**INPUT MATERIAL:**
◇ ◇ ◇ ◇ ◇

PR #204, opened 2020-12-29
Add permissions for CI

techman83:
CI Required permission to add items to the queue, this has been applied already.

### DIFF
--- a/prod-stack.py
+++ b/prod-stack.py
@@ -478,6 +478,36 @@ t.add_resource(PolicyType(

◇ ◇ ◇ ◇ ◇

**WHAT NEEDS TO BE DONE:** Without any alteration, the preceding material should be retyped in full.

**THE ANSWER:**
PR #204, opened 2020-12-29
Add permissions for CI

techman83:
CI Required permission to add items to the queue, this has been applied already.

### DIFF
--- a/prod-stack.py
+++ b/prod-stack.py
@@ -478,6 +478,36 @@ t.add_resource(PolicyType(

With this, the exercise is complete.